▶ [Supplied data]:

PR #620, opened 2026-09-10
fix(template): [HIMMEL-2903] luna-upgrade baseline is a per-file snapshot in the stamp, git history demoted to fallback; a failing git log fails closed

yotamleo:
## Summary

`upgrade.sh`'s local-edit detection (HIMMEL-2886) derived its baseline from the **vault's git history**: `STAMP_COMMIT` = the last commit touching `.vault-template.json`, compared against the file's content now. Two holes, both deferred from #606 round 2–4.

**(A) Poisoned baseline.** A vault-local edit committed in the SAME commit that advances the stamp — a batching autosync, exactly what the luna github-sync plugin does every 10 min — *becomes* the baseline. The next run sees no divergence from that already-edited baseline and silently lets the template overwrite the edit.

**(B) `git log` fail-open.** An operational failure (shallow clone, corrupt index, permission error) produced the same empty `STAMP_COMMIT` as "no stamp commit" → no baseline → the pre-2886 silent overwrite, the exact failure 2886 exists to close. `has_local_edit` already fails **closed** on cat-file/show errors; only the `git log` step was inconsistent.

## What changed

- **`.vault-template.json` gains `files: {"<rel>": "sha256:<hex>"}`** — written at the end of every *successful* upgrade, for every "overwrite"-class file, recording what the template just put there. The stamp is only written when the run fully succeeded (no withheld edits, no write failures), so the recorded sha **is** the template's content by construction. The vault's commit history cannot poison it.
- **`has_local_edit` baseline resolution order:** (1) the snapshot entry for `<rel>`; (2) else the git baseline exactly as before; (3) else no baseline → the pre-existing overwrite behaviour. A file in the snapshot but absent on disk is not a local edit. Vaults stamped before 0.4.25 have no map and keep the git behaviour until their next upgrade writes one — the window closes after one run.
- **A failing `git` fails closed:** sets `BASELINE_ERROR`, withholds the write, and names which step failed — for files the snapshot has no entry for. A repo with **no commits yet** is gated out first: `git log` exits 128 there too, but that is a legitimately absent baseline, so the gate reads `rev-parse --verify -q HEAD`'s **exact** rc — 1 means "HEAD names no commit" (fall through, as before), anything else is an operational refs failure and withholds. Without the gate, the first upgrade of a freshly `git init`-ed vault would withhold every file.
- **Snapshot persistence fails closed at every step:** a scratch file that cannot be created aborts before the first write; a row that cannot be appended, or a scratch file that cannot be read back at stamp time, leaves the existing stamp — and its map — byte-identical and exits non-zero. The stamp is rewritten wholesale, so any of these proceeding would strip a baseline the vault already had.
- **Provenance in the plan:** every withheld line now ends in `[baseline: snapshot]` or `[baseline: git]`; the snapshot form prints the recorded and on-disk shas (a hash has no content to diff against).

No new dependency — the stamp is read and written with the python the script already hard-requires (`_resolve_python` gates on it). No new exec surface.

## RED → GREEN

Both controls were written first and run against the **pre-change** engine; both failed there with the *specific* wrong value (the file coming back as the template's content, `sha256:eaeb2358…` = `gitleaks-content-v2`), not a crash or empty output.

| Case | Before the fix | After |
|---|---|---|
| **T30** poisoned baseline — upgrade once (snapshot recorded), then commit the local edit **and** the stamp in ONE commit, then upgrade with a newer template that changes that file | file overwritten to template content, rc **0**; no `files` map in the stamp | withheld, provenance `snapshot`, rc **1** |
| **T31** operational `git log` failure — PATH stub `git` that exits 128 for `log` only (asserted separately: it *does* fail for `log`, and *does* pass other subcommands through) | file overwritten to template content, rc **0** | withheld with `could not determine the upgrade baseline (git log failed)`, rc **1** |
| **T32** commitless repo (pins the HEAD gate, passes on both) | first upgrade writes, rc 0 | unchanged — first upgrade writes, rc 0 |

T30 also asserts that a file whose content still **matches** its snapshot is still WRITE-planned, so the snapshot does not withhold indiscriminately.

## Provenance sample (real template, sandbox vault — never the live vault)

```
--- stamp files map ---
version: 0.4.22
files keys: 40
  .env.example    = sha256:57bc298027553c7cb7b19cafb7ab951585431315609060ec11efcc9cb7e3d028
  .gitleaks.toml  = sha256:e0b8ab3b9daa688f6c77676e8386749052607b03dda006572bbf40411029f36d
  ...
--- dry-run plan, after a poisoning commit + a newer template ---
  local edits withheld (not overwritten): .gitleaks.toml (backup: none (no --backup-dir given for this run)) [baseline: snapshot]
    recorded at the last upgrade: sha256:e0b8ab3b9daa688f6c77676e8386749052607b03dda006572bbf40411029f36d
    on disk now:                  sha256:9b9d18e9013edb923b1066faa9ac6dc2d90b680f18f07b4bfff8c1b8affcc751
Plan (1 write, 0 json-merge, 1 _CLAUDE.md, 0 report, 38 identical, 19 user-kept, 1 local-edit-withheld):
  LOCAL-EDIT   .gitleaks.toml (vault has local edits since last upgrade — NOT overwritten)
```

The git baseline is blind here: that stamp commit's own copy of `.gitleaks.toml` already carries the edit (T30 asserts exactly that as a setup precondition).

## Evidence

- `templates/luna-second-brain/scripts/test-upgrade.sh` — **127 pass** (was 91), "All upgrade tests passed." (The `f247e27d` commit body says 128; the true count is 127.)
- Impacted suites, all green: `test-upgrade-pyresolve.sh`, `test-salus-upgrade.sh`, `scripts/hooks/test-template-version.sh`, `scripts/test-luna-upgrade-all.sh`, `scripts/himmelctl/test/test-wizard-status-upgrade.sh`.
- `shellcheck -x` clean on `upgrade.sh` and the suite.
- **Not run:** `scripts/test-luna-upgrade-vm.sh` — it needs a provisioned VM over ssh. It runs the same `test-upgrade.sh` cases on the VM, and those are green locally.
- **`upgrade.ps1` / `test-upgrade.ps1` untouched, and no pwsh run here** (pre-rebutting the `ps1-twin-parity` known-findings class). Neither is a logic twin. `upgrade.ps1` is a 72-line launcher that locates Git Bash and `exec`s `upgrade.sh` with the same arguments — there is no detection logic in it to mirror, and nothing here alters its argument handling. `test-upgrade.ps1` says so in its own header: it proves only that the launcher wires through, and defers all per-file behaviour to `test-upgrade.sh`, which is where every case in this PR lives.

Template bumped **0.4.22 → 0.4.25** (`.vault-template.json`, `marketplace.json`, `CHANGELOG.md`). The PR ships ONE new version: each CR round folded into the same unreleased entry (0.4.23 → 0.4.24 → 0.4.25) rather than releasing three.

## CR rounds (3, then stopped)

The critic panel (codex) ran three rounds. Every finding was verified against the code before disposition; all five are terminal in the ledger.

|---|---|---|
| 1 | HEAD gate collapsed every non-zero `rev-parse --verify` into "no commits yet", so a refs-layer error failed OPEN | **fixed** (`c84df7dd`) — gate branches on the exact rc; the withheld line names which git step failed. T33 |
| 1 | a failed snapshot `mktemp` let the run rewrite the stamp WITHOUT the map, stripping an existing baseline | **fixed** (`c84df7dd`) — aborts rc 2 before the first write. T34 |
| 2 | the same class either side of the scratch file: an unchecked `printf >>` (partial map) and `except OSError: files = {}` (absent map) | **fixed** (`f247e27d`) — append failures join the partial-upgrade guard; an unreadable scratch file exits 3. T35/T36 |
| 3 | snapshot LOADING treats read/JSON errors and a malformed `files` value as an absent baseline; `record_snapshot` accepts an empty digest from a failed `sha_of` | **deferred → HIMMEL-2918** |

Round 3 is the stop-and-defer trigger: three consecutive rounds on ONE code path, each fix surfacing a narrower instance of the same "this step degrades silently instead of failing closed" class rather than a defect in the shipped fix. Both round-3 findings are real, both need a tool or filesystem failure mid-run, and neither regresses behaviour that existed before this ticket — they are gaps in how completely the fail-closed posture was applied. HIMMEL-2918 carries them with the fix shape for each.

**One control was thrown away for being vacuous, not kept.** The first attempt at the round-2 case used a blanket read-only `TMPDIR`, which also broke `write_file`'s `cp` and the `_CLAUDE.md` 3-way — so the run failed for an unrelated reason and the case passed on the *pre-fix* engine too. The shipped T35/T36 isolate the snapshot path with a PATH stub `mktemp` that recognises the snapshot's own template (`luna-upgrade-snapshot.XXXXXX`, named for exactly this reason) and returns a hostile mode, passing every other mktemp call through. Both assert that precondition explicitly. Against the pre-fix engine they go RED with the predicted value: the vault's snapshot drops from **8 keys to 0** while the run exits **0**.

## Operator note

The live luna vault converges on the operator's own `/luna-upgrade` apply (decision (d) on the board) — nothing here touches it, and no run in this PR pointed at `~/Documents/luna`. On that apply the vault's stamp gains its `files` map, and from the run after that the poisoned-baseline case is closed for it.

https://claude.ai/code/session_017zgRycxVnVmWP2RSYK2AP2

### DIFF
--- a/templates/luna-second-brain/.vault-template.json
+++ b/templates/luna-second-brain/.vault-template.json
@@ -1,5 +1,5 @@
 {
   "template": "luna-second-brain",
-  "version": "0.4.23",
+  "version": "0.4.24",
   "upgraded_at": "2026-07-13T00:00:00Z"
 }
--- a/templates/luna-second-brain/.vault-template.json
+++ b/templates/luna-second-brain/.vault-template.json
@@ -1,5 +1,5 @@
 {
   "template": "luna-second-brain",
-  "version": "0.4.22",
+  "version": "0.4.23",
   "upgraded_at": "2026-07-13T00:00:00Z"
 }
--- a/templates/luna-second-brain/.vault-template.json
+++ b/templates/luna-second-brain/.vault-template.json
@@ -1,5 +1,5 @@
 {
   "template": "luna-second-brain",
-  "version": "0.4.24",
+  "version": "0.4.25",
   "upgraded_at": "2026-07-13T00:00:00Z"
 }
--- a/templates/luna-second-brain/CHANGELOG.md
+++ b/templates/luna-second-brain/CHANGELOG.md
@@ -8,7 +8,7 @@ Version history for the luna-second-brain vault template (published as
 
 The format is based on [Keep a Changelog](https://keepachangelog.com/).
 
-## [0.4.23] — 2026-09-10
+## [0.4.24] — 2026-09-10
 
 ### Fixed
 - **The local-edit baseline is a per-file content snapshot in the stamp; the
@@ -26,9 +26,16 @@ The format is based on [Keep a Changelog](https://keepachangelog.com/).
   failure resolving the stamp commit (shallow clone, corrupt index, permission
   error) used to be indistinguishable from "no stamp commit", which meant no
   baseline, which meant the pre-HIMMEL-2886 silent overwrite. It now withholds
-  the write and says so, matching the `cat-file`/`show` steps. A repo with no
-  commits yet is still a legitimately absent baseline, not an error, so the
-  first upgrade of a freshly `git init`-ed vault proceeds as before.
+  the write and says so, matching the `cat-file`/`show` steps. The HEAD gate
+  in front of it reads the exact return code: `rev-parse --verify -q HEAD`
+  exits 1 for "HEAD names no commit" (a legitimately absent baseline — the
+  first upgrade of a freshly `git init`-ed vault proceeds as before) and
+  otherwise for an operational refs failure, which withholds like any other.
+- **A snapshot scratch file that cannot be created aborts the run
+  (HIMMEL-2903).** The stamp is rewritten wholesale, so proceeding without a
+  snapshot would strip the `files` map a vault already has and silently demote
+  it to the poisonable git baseline. The abort happens before the first write,
+  so nothing is modified and a re-run is clean.
 - **The withheld-file line names which baseline spoke.** Every "local edits
   withheld" line ends in `[baseline: snapshot]` or `[baseline: git]`, and the
   snapshot form prints the recorded and on-disk shas.
--- a/templates/luna-second-brain/CHANGELOG.md
+++ b/templates/luna-second-brain/CHANGELOG.md
@@ -8,7 +8,7 @@ Version history for the luna-second-brain vault template (published as
 
 The format is based on [Keep a Changelog](https://keepachangelog.com/).
 
-## [0.4.24] — 2026-09-10
+## [0.4.25] — 2026-09-10
 
 ### Fixed
 - **The local-edit baseline is a per-file content snapshot in the stamp; the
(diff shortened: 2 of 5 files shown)


yotamleo:
@coderabbitai review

▶ [Exercise details]: Using only the data above, copy out the lines that include the word "detection".

▶ [Expected answer]:
`upgrade.sh`'s local-edit detection (HIMMEL-2886) derived its baseline from the **vault's git history**: `STAMP_COMMIT` = the last commit touching `.vault-template.json`, compared against the file's content now. Two holes, both deferred from #606 round 2–4.
- **`upgrade.ps1` / `test-upgrade.ps1` untouched, and no pwsh run here** (pre-rebutting the `ps1-twin-parity` known-findings class). Neither is a logic twin. `upgrade.ps1` is a 72-line launcher that locates Git Bash and `exec`s `upgrade.sh` with the same arguments — there is no detection logic in it to mirror, and nothing here alters its argument handling. `test-upgrade.ps1` says so in its own header: it proves only that the launcher wires through, and defers all per-file behaviour to `test-upgrade.sh`, which is where every case in this PR lives.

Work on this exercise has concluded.